Matrix exponential is also implemented.

• scipy.linalg.expm
  • This method is numerically stable, but there are faster implementations elsewhere.
• A commonly used package is expokit

For linear systems, this can be >1000x faster.

Reading & Resources

• 💾: scipy.linalg.expm
• 💾: scipy.integrate.odeint
• 📖: Steven Strogatz, Nonlinear Dynamics and Chaos

Review Questions

1. What is the steady-state solution to an ODE model? How do you solve for them?
2. What is a phase-space diagram?
3. What property of ODE models ensures that solutions can never cross in phase space?
4. What is a Jacobian matrix? How do you calculate it from an ODE model?
5. What are the eigenvalues and eigenvectors of a matrix?
6. What is the behavior of an ODE system if its eigenvalues are all positive and real? How about negative and real?
7. What is the behavior of an ODE system if all its eigenvalues are imaginary and positive?
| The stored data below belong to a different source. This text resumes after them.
PR #3867, opened 2022-09-12
DBZ-5601 Switch Debezium test containers to nightly

vjuranek:
https://issues.redhat.com/browse/DBZ-5601


jpechane:
@vjuranek Applied, thanks

PR #3870, opened 2022-09-13
DBZ-5606 Include storage modules into the build for DB2 workflow

vjuranek:
https://issues.redhat.com/browse/DBZ-5606


jpechane:
@vjuranek Please be careful. What will happen for `1.9` branch?

vjuranek:
> What will happen for `1.9` branch?

@jpechane there are already some differences between `main` and `1.9` - e.g. `main` uses `./mvnw` which is not present in `1.9`. Based on this I assume that `1.9` uses workflow from `1.9` branch and we are safe to do any changes in `main` without affecting `1.9`.

jpechane:
@vjuranek Applied, thanks

PR #3871, opened 2022-09-13
DBZ-5043 Make topic prefix field manadatory and with proper group

vjuranek:


ani-sha (commented):
Hi @vjuranek This looks good! I think this is something that was blocking the changes to be reflected in the UI. I have one more point to add if you look [here](https://github.com/debezium/debezium-ui/blob/7a38067880231595be5a6fd2ccbfbd10b578988c/backend/src/main/java/io/debezium/configserver/service/mongodb/MongoDbConnectorIntegrator.java#L159) all the properties are taken from `CONFIG_DEFINITION`. So you also need to add `TOPIC_PREFIX` [here](https://github.com/debezium/debezium/blob/a0daef37e2584c36d14c057103a7922af4e827b4/debezium-connector-mongodb/src/main/java/io/debezium/connector/mongodb/MongoDbConnectorConfig.java#L491) as well for all connectors.

vjuranek:
Thanks @ani-sha for the hints! Looking on it.

PR #3872, opened 2022-09-14
DBZ-5605 Support DEFAULT ON NULL in COLUMN_DEFINITION clause

ani-sha:
https://issues.redhat.com/browse/DBZ-5605


ani-sha:
Hi @Naros, One thing that is bothering me here is that the checks pass properly in CI and locally. But when I see it in the IDEA ANTLR tool preview this DDL shows an error for the functions inside the `CHECK` clause.
```
CONSTRAINT "FOFF_MESU_CK2" CHECK ( coalesce( date_end_reflection_period, date_purchase ) >= date_purchase ) ENABLE
CONSTRAINT "FOFF_MESU_CK1" CHECK ( date_end >= date_start ) ENABLE
CONSTRAINT "FOFF_MESU_CK3" CHECK ( pay_transaction_success_flg in ( 'Y', 'N' ) ) ENABLE, SUPPLEMENTAL LOG DATA (ALL) COLUMNS
```
That's strange, right? :thinking:

Naros:
So two things, contrary to my recollection, we actually do not push the DDL through the DDL parser during the snapshot phase since we source the relational model from the JDBC result-set and therefore this explains why we only see the DDL failure during the stream phase and not also during the snapshot phase.  Just good to know going forward.

To your point about the ANTLR preview, I've found the preview doesn't work with the out of box lexing because it leaves the case as is.  You can adjust this behavior by going to "Settings => Language & Frameworks => ANTLR" and changing the option called "Case transformation in the Preview window" to use "Transform to uppercase when lexing" and that solves part of the issue with the preview.

Naros (commented):
LGTM, thanks @ani-sha

Naros:

PR #3874, opened 2022-09-14
DBZ-5496: Improve compatibility with Azure SQL

morozov:
If the SQL Server connector is configured to capture changes from a single database, pass it to the JDBC connection string in order to bypass the limitation of Azure SQL which does not allow switching between databases within a single connection.

See the [documentation](https://docs.microsoft.com/en-us/sql/t-sql/language-elements/use-transact-sql?view=sql-server-ver15#arguments) for more details.

All the tests that use the default configuration (the majority of them) will now use the single-database connection, so no additional tests should be necessary.

UPD: we can actually test that if the connection is passed a single database, it is the current database. Otherwise, `master` should be the current database (which will hold true unless overridden for the Debezium login, i.e. reliable enough).


jpechane:
@morozov Applied, thanks

PR #4572, opened 2023-06-04
DBZ-6472 MySqlSnapshotChangeEventSource parallel execute createSchemaEventsForTables

harveyyue:
https://issues.redhat.com/browse/DBZ-6472

### DIFF
--- a/debezium-connector-mysql/src/main/java/io/debezium/connector/mysql/MySqlSnapshotChangeEventSource.java
+++ b/debezium-connector-mysql/src/main/java/io/debezium/connector/mysql/MySqlSnapshotChangeEventSource.java
@@ -12,13 +12,20 @@ import java.sql.Statement;
 import java.util.ArrayList;
 import java.util.Collection;
 import java.util.Collections;
+import java.util.HashMap;
 import java.util.HashSet;
 import java.util.LinkedHashMap;
 import java.util.List;
 import java.util.Map;
 import java.util.Optional;
 import java.util.OptionalLong;
+import java.util.Queue;
 import java.util.Set;
+import java.util.concurrent.Callable;
+import java.util.concurrent.CompletionService;
+import java.util.concurrent.ExecutorCompletionService;
+import java.util.concurrent.ExecutorService;
+import java.util.concurrent.Executors;
 import java.util.function.Function;
 import java.util.stream.Collectors;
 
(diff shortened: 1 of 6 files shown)


debezium-connector-mysql/src/main/java/io/debezium/connector/mysql/MySqlSnapshotChangeEventSource.java
```diff
@@ -333,38 +346,77 @@ protected void readTableStructure(ChangeEventSourceContext sourceContext,
...
+            throws Exception {
+        CompletionService<Map<TableId, String>> completionService = new ExecutorCompletionService<>(executorService);
+        List<TableId> realTablesToRead;
+        if (firstPhase) {
+            realTablesToRead = tablesToRead.stream()
+                    .filter(id -> !delayedSchemaSnapshotTables.contains(id))
+                    .collect(Collectors.toList());
+        }
+        else {
+            realTablesToRead = new ArrayList<>(tablesToRead);
```
mfvitale, line 390: Maybe you can simply this removing the else and move initialization to line 383.

debezium-connector-mysql/src/main/java/io/debezium/connector/mysql/MySqlSnapshotChangeEventSource.java
```diff
@@ -333,38 +346,77 @@ protected void readTableStructure(ChangeEventSourceContext sourceContext,
...
+        }
+
+        if (realTablesToRead.size() > 0) {
+            for (TableId tableId : realTablesToRead) {
+                completionService.submit(() -> {
+                    JdbcConnection connection = connectionPool.poll();
+                    assert connection != null;
+                    try {
+                        return connection.queryAndMap("SHOW CREATE TABLE " + quote(tableId), rs -> {
```
mfvitale, line 399: WDYT to wrap this into a method to improve readability?

mfvitale:
Can this changes be generic and not MySQL specific?

harveyyue:
> Can this changes be generic and not MySQL specific?

I think it's not generic, since only the MySQL connector use the statement `show create table table_name` to get the schema per table, the parallel reading mechanism will improve this step.

harveyyue:
> @harveyyue I don't think we can do it this way. MySQL by default tries to obtain global read lock to capture schema snapshot. DOn't we end up with serial execution anyway as each of the threads will wait for getting the lock one by one?

Yes, you are right. I didn't consider this lock scenario, maybe it can be used to `none` locking mode.

jpechane:
@harveyyue Yes, in that case it could be separated. Could you please refactor the code to reflect that fact?

harveyyue:
> @harveyyue Yes, in that case it could be separated. Could you please refactor the code to reflect that fact?

Okay

harveyyue:
> @harveyyue I don't think we can do it this way. MySQL by default tries to obtain global read lock to capture schema snapshot. DOn't we end up with serial execution anyway as each of the threads will wait for getting the lock one by one?

Done.

jpechane:
@harveyyue LGTM! Could you please add test(s) to it too?

harveyyue:
> @harveyyue LGTM! Could you please add test(s) to it too?

OK

vjuranek (approved):

jpechane:
@harveyyue Applied, thanks!

PR #4579, opened 2023-06-06
DBZ-6529 Use Murmur hash for PartitionRouting SMT

vjuranek:
Use better hash function than default Java Object::hash function to get better hashes which would be more equally spred over the hash space and thus more equally over the Kafka partitions.

Use Murmur3 hash function for computing hashes of the fields. Murmur3 implementation is taken from from Infinispan project code base.

https://issues.redhat.com/browse/DBZ-6529

### DIFF
--- a/debezium-core/src/test/java/io/debezium/transforms/partitions/PartitionRoutingTest.java
+++ b/debezium-core/src/test/java/io/debezium/transforms/partitions/PartitionRoutingTest.java
@@ -184,6 +184,35 @@ public class PartitionRoutingTest {
         assertThat(transformedUpdateRecord).isNotEqualTo(updateRecord);
     }
 
+    @Test
+    public void byDefaultJavaHashIsUsed() {
+
+        partitionRoutingTransformation.configure(Map.of(
+                "partition.payload.fields", "change.id, change.product",
+                "partition.topic.num", 100));
+
+        final SourceRecord eventRecord = buildSourceRecord(productRow(1L, 1.0F, "orange"), CREATE);
+
+        SourceRecord transformed = partitionRoutingTransformation.apply(eventRecord);
+
+        assertThat(transformed.kafkaPartition()).isEqualTo(39);
+    }
+
+    @Test
+    public void murmurHashWillBeUsed() {
+
+        partitionRoutingTransformation.configure(Map.of(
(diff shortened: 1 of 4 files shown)


jpechane:
@vjuranek Can we make this configurable? The current users would end-up with incorrect partitioning after the upgrade.

vjuranek:
@jpechane sure, do you mean just a config option (with default to current implementation) or also SPI interface to eventually add user-defined hash function?

jpechane:
@vjuranek Just a config option. SMT itself is kind of SMT. If you make `computePartition` protected then would be possible to just override it in a subclass.

debezium-core/src/test/java/io/debezium/transforms/partitions/PartitionRoutingTest.java
```diff
@@ -134,7 +134,7 @@ public void onlyFieldThatExistForCurrentEventWillBeUsedForPartitionComputation()
 
         SourceRecord transformed = partitionRoutingTransformation.apply(eventRecord);
 
-        assertThat(transformed.kafkaPartition()).isOne();
+        assertThat(transformed.kafkaPartition()).isZero();
```
jpechane, line 137: @vjuranek Could you please change the test data in a way that has is non-zero? Zero could be default value so let's make the test more robust.

documentation/modules/ROOT/pages/transformations/partition-routing.adoc
```diff
@@ -267,6 +268,18 @@ For example, `after.name,source.table,change.name`
...
+| `java`
+|Hash function to be used when computing hash of the fields which would determine number of the destination partition.
+Possible values are: +
+ +
+`java` - standard Java `Object::hashCode` function +
+ +
+`murmur` - latest version of http://en.wikipedia.org/wiki/MurmurHash[MurmurHash] function, MurmurHash3 +
+ +
+This configuration is optional.
+If not specified or invalid value is used, the default value will be used.
```
mfvitale, line 282: Am I wrong or there is no mention about what the default value is?

mfvitale (approved):

jpechane:
@vjuranek Applied, thanks!

PR #4580, opened 2023-06-07
DBZ-6533: fix table order on partial match when snapshotting

isacandrei:
Fixes https://issues.redhat.com/browse/DBZ-6533


isacandrei:
@jpechane, thanks for the tip.

I'm having little trouble running the tests on a M1 Mac. The mysql container does not start, most likely because the image is not available on this platform.
Screenshot 2023-06-07 at 23 17 23

PR #4585, opened 2023-06-08
DBZ-6539 Adding operator release modifications to the pipeline

jcechace:
https://issues.redhat.com/browse/DBZ-6539


jcechace:
@jpechane  this should be the required change without image support

PR #4587, opened 2023-06-08
DBZ-6547 Declare exactly-once semantic support for Postgres connector

vjuranek:
https://issues.redhat.com/browse/DBZ-6547

### DIFF
--- a/debezium-connector-postgres/src/main/java/io/debezium/connector/postgresql/PostgresConnector.java
+++ b/debezium-connector-postgres/src/main/java/io/debezium/connector/postgresql/PostgresConnector.java
@@ -15,6 +15,7 @@ import java.util.Map;
 import org.apache.kafka.common.config.ConfigDef;
 import org.apache.kafka.common.config.ConfigValue;
 import org.apache.kafka.connect.connector.Task;
+import org.apache.kafka.connect.source.ExactlyOnceSupport;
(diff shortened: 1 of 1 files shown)


jpechane:
@vjuranek Could you please create a new issue for posgres connector and attribute the PR/commit to it? I don't think we'll declare full EoS support in 2.3. Thanks

vjuranek:
sure @jpechane , updated

gunnarmorling:
Hey @vjuranek, @jpechane, out of curiosity: what will happen in terms of EO in case a connector gets restarted while an (initial or incremental) snapshot is running?

vjuranek:
hi @gunnarmorling , this is EOS support only for streaming. If the initial snapshot is not finished successfully, next time it's started again and therefore would result into duplicates. Probably the only way how to ensure EOS for initial snapshot is to run it in one huge transaction, which doesn't seem to be reasonable. On the other hand, for incremental snapshots sending the snapshot chunks in transaction seems to be doable, but the implementation itself is still TBD. See [this Zulip topic](https://debezium.zulipchat.com/#narrow/stream/302533-dev/topic/exactly.20once.20semantics) for more details. Any suggestions/ideas are welcome!

jpechane:
@vjuranek Applied, thanks for the investigation.

PR #4588, opened 2023-06-08
DBZ-6537 Allow "national" as identifier in MySql

tommyk-gears:
https://issues.redhat.com/browse/DBZ-6537


jpechane:
@tommyk-gears Applied, thanks!

PR #4594, opened 2023-06-09
DBZ-6543 Fix NPE due to optional fields in PartitionRouting SMT

mfvitale:
closes: https://issues.redhat.com/browse/DBZ-6543


jpechane:
@mfvitale Applied, thanks

PR #4595, opened 2023-06-09
DBZ-6499 Support restarting JDBC connections

Naros:
https://issues.redhat.com/browse/DBZ-6499

### Changes

Introduces a new configuration option, `log.mining.restart.connection`, which closes and re-opens the JDBC connection when an Oracle Log switch occurs or when the optionally configured log mining session max lifetime is reached.

@jpechane I'm open to renaming the option if you think a better name is useful.


jpechane:
@Naros Applied, thanks!

PR #4596, opened 2023-06-09
[docs] add initial to table snapshot.mode in postgresql.adoc

TechIsCool:
This adds a bit more clarity into the `initial` mode since it was very confusing as a new user to understand that `initial` was the default value but didn't exist in the table.


jpechane:
@TechIsCool Thanks, applied via https://github.com/debezium/debezium/pull/4600

PR #4602, opened 2023-06-13
DBZ-6543 Unhandled NullPointerException in PartitionRouting will crash the whole connect plugin

mfvitale:
closes: https://issues.redhat.com/browse/DBZ-6543


jpechane:
@mfvitale Applied, thanks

How about imaginary and negative?
8. What does it mean if the eigenvalues of an ODE system give conflicting answers (e.g. one is real and negative, the other is imaginary)?
9. How can you fit an ODE model to a series of measurements over time?
10. How could you constrain an ODE system so that you only fit parameters that have oscillation?